PR #2381, opened 2021-12-02
Describe samplers

alan-baker:
* Describe samplers and the properties that define them
* Refer to WebGPU spec for relevant properties and objects

### DIFF
--- a/wgsl/index.bs
+++ b/wgsl/index.bs
@@ -2597,7 +2597,42 @@ Note: The handle stored by a texture variable cannot be changed by the shader.
 That is, the variable is read-only, even if the underlying texture to which it provides
 access may be mutable (e.g. a write-only storage texture).
 
-TODO: Describe the use of samplers, in the same broad framework.
+A sampler is an opaque handle that controls how [=texel|texels=] are accessed
+from a sampled texture.
+
+A [SHORTNAME] sampler maps to a [[WebGPU#gpusampler|WebGPU GPUSampler]].
+
+Texel access is controlled via several properties of the sampler:
+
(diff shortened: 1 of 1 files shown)


wgsl/index.bs
```diff
@@ -2597,7 +2597,42 @@ Note: The handle stored by a texture variable cannot be changed by the shader.
...
+
+Texel access is controlled via several properties of the sampler:
+
+: addressing mode
+:: Controls how texture boundaries and out-of-bounds
+    coordinates are resolved.
+    The addressing mode for each texture dimension can be set independently.
+    See [[WebGPU#enumdef-gpuaddressmode|WebGPU GPUAddressMode]].
+: filter mode
+:: Controls how coordinates are mapped to individual texels (e.g. nearest or
```
kvark, line 2613: I feel that "mapped" word is not entirely correct here. It's not that we map coordinates to "interpolated" anything. It's not mapping, it's a computation. So maybe something like "Controls how the result is computed from the 2x2 block of texels"?

wgsl/index.bs
```diff
@@ -2597,7 +2597,42 @@ Note: The handle stored by a texture variable cannot be changed by the shader.
...
+    interpolated).
+    The filter mode can be set texel footprints smaller or larger than one texel
```
kvark, line 2615: something isn't right about this as well
it's grammatically incorrect? missing "to" or something?
and even with this, how do you set filter mode for a footprint smaller than a single texel?

kvark (approved):

dneto0 (approved):
Looks great!

Issue #2366, opened 2021-12-01
wgsl: switch (e1) {...}  should remove Next from e1


dneto0:
In 
    
   e1[e2]
   
I think we'll evaluate e1 before e2 (pending a PR by Robin for agreed-upon order of evaluation).  In that case it's a lot like statement sequence.

So instead of

    B1  union   B2
    
the behaviour of e1[e2] should be

   ( B1 - {Next})  union B2

dneto0:
Similarly, in a switch, the condition value 'e' is evaluated first.   If 'e' has behaviour 'B', then use (B - {Next}) in the behaviour of the switch.

Example:

     switch(1) { default: { discard } }

should have bheaviour {Discard}, not {Discard,Next}.

dneto0:
In offline discussion @ben-clayton noted that an expression behaviour must always include {Next}.  So the e1[e2] rule can stay the same.
But I think the switch rule needs updating.

PR #2382, opened 2021-12-03
Remove Next from switch condition when body doesn't have Next

dneto0:
An example that needs this rule:

    switch(1) { default: { return; } }

The overall statement should have behaviour {Return}, not {Next, Return}

Fixes: #2366


alan-baker (approved):

kvark (approved):

RobinMorisset (approved):
LGTM

PR #2385, opened 2021-12-06
Validate stripIndexFormat at draw-call time.

### LINKED ISSUE #2199: Consider validating stripIndexFormat at draw time.
While using the API during the exploration week, a couple folks run into the fact that `stripIndexFormat` needs to be specified for strip topologies even when the pipeline isn't going to be used for `drawIndexed*`, which was confusing. We could consider making this a draw-time check. Performance-wise it wouldn't be any slower because we already check the index formats match (so an undefined internal format could be used for no additional cost). But it makes errors happen a bit later, at the benefit of being more clear.

Kangz:
Fixes #2199

***
<a href="https://pr-preview.s3.amazonaws.com/Kangz/gpuweb/pull/2385.html" title="Last updated on Dec 6, 2021, 11:26 PM UTC (2b32c2e)">Preview</a> | <a href="https://pr-preview.s3.amazonaws.com/gpuweb/gpuweb/2385/62323a8...Kangz:2b32c2e.html" title="Last updated on Dec 6, 2021, 11:26 PM UTC (2b32c2e)">Diff</a>

### DIFF
--- a/spec/index.bs
+++ b/spec/index.bs
@@ -7711,7 +7711,7 @@ dictionary GPURenderPassLayout: GPUObjectDescriptorBase {
             - |encoder|.{{GPURenderEncoderBase/[[index_buffer]]}} must not be `null`.
             - Let |topology| be |encoder|.{{GPURenderEncoderBase/[[pipeline]]}}.{{GPURenderPipeline/[[descriptor]]}}.{{GPURenderPipelineDescriptor/primitive}}.{{GPUPrimitiveState/topology}}.
             - If |topology| is {{GPUPrimitiveTopology/"line-strip"}} or {{GPUPrimitiveTopology/"triangle-strip"}}:
-                - |encoder|.{{GPURenderEncoderBase/[[index_format]]}} must be
+                - |encoder|.{{GPURenderEncoderBase/[[index_format]]}} must equal
                     |encoder|.{{GPURenderEncoderBase/[[pipeline]]}}.{{GPURenderPipeline/[[descriptor]]}}.{{GPURenderPipelineDescriptor/primitive}}.{{GPUPrimitiveState/stripIndexFormat}}.
         </div>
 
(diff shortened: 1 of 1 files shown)


kvark (approved):

spec/index.bs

Activity ->
Give back each line of the material above exactly as it appears.

Written response ->
PR #2381, opened 2021-12-02
Describe samplers

alan-baker:
* Describe samplers and the properties that define them
* Refer to WebGPU spec for relevant properties and objects

### DIFF
--- a/wgsl/index.bs
+++ b/wgsl/index.bs
@@ -2597,7 +2597,42 @@ Note: The handle stored by a texture variable cannot be changed by the shader.
 That is, the variable is read-only, even if the underlying texture to which it provides
 access may be mutable (e.g. a write-only storage texture).
 
-TODO: Describe the use of samplers, in the same broad framework.
+A sampler is an opaque handle that controls how [=texel|texels=] are accessed
+from a sampled texture.
+
+A [SHORTNAME] sampler maps to a [[WebGPU#gpusampler|WebGPU GPUSampler]].
+
+Texel access is controlled via several properties of the sampler:
+
(diff shortened: 1 of 1 files shown)


wgsl/index.bs
```diff
@@ -2597,7 +2597,42 @@ Note: The handle stored by a texture variable cannot be changed by the shader.
...
+
+Texel access is controlled via several properties of the sampler:
+
+: addressing mode
+:: Controls how texture boundaries and out-of-bounds
+    coordinates are resolved.
+    The addressing mode for each texture dimension can be set independently.
+    See [[WebGPU#enumdef-gpuaddressmode|WebGPU GPUAddressMode]].
+: filter mode
+:: Controls how coordinates are mapped to individual texels (e.g. nearest or
```
kvark, line 2613: I feel that "mapped" word is not entirely correct here. It's not that we map coordinates to "interpolated" anything. It's not mapping, it's a computation. So maybe something like "Controls how the result is computed from the 2x2 block of texels"?

wgsl/index.bs
```diff
@@ -2597,7 +2597,42 @@ Note: The handle stored by a texture variable cannot be changed by the shader.
...
+    interpolated).
+    The filter mode can be set texel footprints smaller or larger than one texel
```
kvark, line 2615: something isn't right about this as well
it's grammatically incorrect? missing "to" or something?
and even with this, how do you set filter mode for a footprint smaller than a single texel?

kvark (approved):

dneto0 (approved):
Looks great!

Issue #2366, opened 2021-12-01
wgsl: switch (e1) {...}  should remove Next from e1


dneto0:
In 
    
   e1[e2]
   
I think we'll evaluate e1 before e2 (pending a PR by Robin for agreed-upon order of evaluation).  In that case it's a lot like statement sequence.

So instead of

    B1  union   B2
    
the behaviour of e1[e2] should be

   ( B1 - {Next})  union B2

dneto0:
Similarly, in a switch, the condition value 'e' is evaluated first.   If 'e' has behaviour 'B', then use (B - {Next}) in the behaviour of the switch.

Example:

     switch(1) { default: { discard } }

should have bheaviour {Discard}, not {Discard,Next}.

dneto0:
In offline discussion @ben-clayton noted that an expression behaviour must always include {Next}.  So the e1[e2] rule can stay the same.
But I think the switch rule needs updating.

PR #2382, opened 2021-12-03
Remove Next from switch condition when body doesn't have Next

dneto0:
An example that needs this rule:

    switch(1) { default: { return; } }

The overall statement should have behaviour {Return}, not {Next, Return}

Fixes: #2366


alan-baker (approved):

kvark (approved):

RobinMorisset (approved):
LGTM

PR #2385, opened 2021-12-06
Validate stripIndexFormat at draw-call time.

### LINKED ISSUE #2199: Consider validating stripIndexFormat at draw time.
While using the API during the exploration week, a couple folks run into the fact that `stripIndexFormat` needs to be specified for strip topologies even when the pipeline isn't going to be used for `drawIndexed*`, which was confusing. We could consider making this a draw-time check. Performance-wise it wouldn't be any slower because we already check the index formats match (so an undefined internal format could be used for no additional cost). But it makes errors happen a bit later, at the benefit of being more clear.

Kangz:
Fixes #2199

***
<a href="https://pr-preview.s3.amazonaws.com/Kangz/gpuweb/pull/2385.html" title="Last updated on Dec 6, 2021, 11:26 PM UTC (2b32c2e)">Preview</a> | <a href="https://pr-preview.s3.amazonaws.com/gpuweb/gpuweb/2385/62323a8...Kangz:2b32c2e.html" title="Last updated on Dec 6, 2021, 11:26 PM UTC (2b32c2e)">Diff</a>

### DIFF
--- a/spec/index.bs
+++ b/spec/index.bs
@@ -7711,7 +7711,7 @@ dictionary GPURenderPassLayout: GPUObjectDescriptorBase {
             - |encoder|.{{GPURenderEncoderBase/[[index_buffer]]}} must not be `null`.
             - Let |topology| be |encoder|.{{GPURenderEncoderBase/[[pipeline]]}}.{{GPURenderPipeline/[[descriptor]]}}.{{GPURenderPipelineDescriptor/primitive}}.{{GPUPrimitiveState/topology}}.
             - If |topology| is {{GPUPrimitiveTopology/"line-strip"}} or {{GPUPrimitiveTopology/"triangle-strip"}}:
-                - |encoder|.{{GPURenderEncoderBase/[[index_format]]}} must be
+                - |encoder|.{{GPURenderEncoderBase/[[index_format]]}} must equal
                     |encoder|.{{GPURenderEncoderBase/[[pipeline]]}}.{{GPURenderPipeline/[[descriptor]]}}.{{GPURenderPipelineDescriptor/primitive}}.{{GPUPrimitiveState/stripIndexFormat}}.
         </div>
 
(diff shortened: 1 of 1 files shown)


kvark (approved):

spec/index.bs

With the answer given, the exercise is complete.